Hello all,
I cannot find the abyss wiki anymore (it is gone) and the github repository says that abyss does have the "se" command for single-end reads. However, the only example I can find where "se" is used for some reason is used in conjunction with multiple libraries (https://github.com/bcgsc/abyss).
I want to know if I can use abyss just to assemble my single-end reads (100bp) only. If I have cleaned/trimmed fastq files for different species, can I just use:
abyss-pe k=50 se="d_r1.fastq"
I would run this command for all my unique species one by one?
I honestly cannot find a clear example of abyss commands for one set of fastq files so I am asking the community!
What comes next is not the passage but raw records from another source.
PR #2717, opened 2017-07-05
adding ids to buttons that I missed last PR

wuder4:
adding ids to viewmode buttons

### DIFF
--- a/organizations/client/catalog/toolbar/toolbar.html
+++ b/organizations/client/catalog/toolbar/toolbar.html
@@ -77,14 +77,14 @@ https://joinup.ec.europa.eu/community/eupl/og_page/european-union-public-licence
                 class="btn btn-default toolbar-tooltip active"
                 data-original-title="{{_ 'organizationCatalog_toolbar_viewMode_grid' }}">
               <input type="radio" class= "filter-sort-control" name="viewMode" value="grid">
-              <i class="fa fa-th-large" aria-hidden="true"></i>
+              <i class="fa fa-th-large" id="viewmode-grid" aria-hidden="true"></i>
             </label>
             <label
                 for="table-view"
                 class="btn btn-default toolbar-tooltip"
                 data-original-title="{{_ 'organizationCatalog_toolbar_viewMode_table' }}">
               <input type="radio" class= "filter-sort-control" name="viewMode" value="table">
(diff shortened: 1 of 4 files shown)


organizations/client/catalog/toolbar/toolbar.html
```diff
@@ -77,14 +77,14 @@
                 class="btn btn-default toolbar-tooltip active"
                 title="{{_ 'organizationCatalog_toolbar_viewMode_grid' }}">
               <input type="radio" class= "filter-sort-control" name="viewMode" value="grid">
-              <i class="fa fa-th-large" aria-hidden="true"></i>
+              <i class="fa fa-th-large" id="viewmode-grid" aria-hidden="true"></i>
```
marla-singer: I'm not sure that you should add ID attribute to `<i>` tag because it is **just an icon**.
Try to add ID attribute to `<input>` element

organizations/client/catalog/toolbar/toolbar.html
```diff
@@ -77,14 +77,14 @@
...
             </label>
             <label
                 for="table-view"
                 class="btn btn-default toolbar-tooltip"
                 title="{{_ 'organizationCatalog_toolbar_viewMode_table' }}">
               <input type="radio" class= "filter-sort-control" name="viewMode" value="table">
-              <i class="fa fa-table" aria-hidden="true"></i>
+              <i class="fa fa-table" id="viewmode-table" aria-hidden="true"></i>
```
marla-singer: The same as above. Add ID attribute to `<input>` element

wuder4:
how bad would it be is we kept the id on the icon? test case kind of needs it to be there 

testcase

organizations/client/catalog/toolbar/toolbar.html
wuder4: fixed this problem by changing to label

organizations/client/catalog/toolbar/toolbar.html
wuder4: fixed this problem by changing to label

marla-singer:
@wuder4 Please make the rebase and squash all commit into one with the name "Add missing IDs for testing"
Don't make multiple copies of commits for small changes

Abyss manual can be found on https://github.com/bcgsc/abyss#readme
If you're trying to assemble a microbial genome then also try SPAdes as it can run multiple k-mer based assembly in a single run and may provide better assemblies than Abyss.
I am not working on microbial genomes, vertebrate exome data is what I have. I've asked a lot of questions and it seems that trying to assemble exome data is difficult becuase of missing intergenic regions. Unfortunately a lot of the papers I read in my field have used WGS but the data I HAVE to work with was produced by another lab where they did WES, and I can work with it easily for obtaining reads for single gene sequences, but I really wanted to figure out a way to assemble everything so I can extract all coding regions. Did not expect it to be so tricky. I have tried de novo and have only obtained n50 values of about 300 (maximum is about 4000 which I guess makes sense for exon lengths), however, I am not getting nearly enough contigs. When I blast my contigs, I get only 300 hits which is ridiculously low. Unless I blasted it wrong somehow..but I don't think so because I see individual genes/exons come up but 300 only? that's a joke!
DNAngel : While the manual refers to using orphaned mates as single-end input with
se
option, I don't thinkabyss
is intended to be an aligner for single-end data alone. You could try running it as you note above but the results may not be optimal even if the program runs.Thank you for this response - I apologize that I misunderstood the question.